Fly's first Postgres offering (single-node + manual HA) had real reliability issues in 2022-23 that got widely discussed. The 2024 'Managed Postgres' product (powered by Fly's acquisition of MPP) is genuinely improved. For low-criticality workloads, Fly Postgres is fine; for mission-critical, pair with Neon, Supabase, or AWS RDS reachable from Fly machines.
How do regions work?
You specify `primary_region` in your config and optionally a list of additional regions. Fly places machine instances in each specified region. Anycast routing sends users to the closest healthy region. For stateful workloads (Postgres) you use Fly's replication or external managed DBs.
What is the auto-stop / auto-start feature?
Machines can be configured to auto-stop after a period of inactivity and auto-start when a request arrives. You pay for storage during stopped time (cheap) but not for compute. Cold start to running: 200-800ms typical. Great for low-traffic apps that need real backends; not great for sub-second-latency-critical workloads.
Can I run GPUs on Fly?
Yes — A10 ($2.50/hr) and A100 ($3.50/hr) GPU machines launched in 2024. Billed per-second when machines are running.
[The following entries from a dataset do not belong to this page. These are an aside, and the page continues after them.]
PR #2013, opened 2024-07-06
nonempty allBindings

kostmo:


xsebek:
As discussed, let's not use `NonEmpty` in this case.

PR #2017, opened 2024-07-08
Replace minBound to maxBound with enumerate

xsebek:
* remove the last two instances of `[minBound .. maxBound]`


byorgey (approved):
Thanks!

PR #2021, opened 2024-07-09
move more recognizer logic into topography sublibrary

kostmo:
Builds upon #1836.

This PR moves functions that are independent of `Entity` type into a new module within `swarm-topography`, alongside most of the other structure recognizer code.  Notably, this allows removal of the `AhoCorasick` dependency from the `swarm-scenario` sublibrary.


byorgey (approved):
Looks good to me!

For AI inference workloads with bursty traffic, the auto-start + per-second billing is meaningfully cheaper than reserved GPU capacity on AWS or runpod-style providers.
Is Fly.io ready for serious production?
For stateless compute and WebSocket-heavy real-time: yes. For mission-critical transactional workloads with strict SLA needs: cautiously, with attention to which Fly services you depend on. Pair compute (mature) with external managed databases (Neon, etc.) for the best risk profile.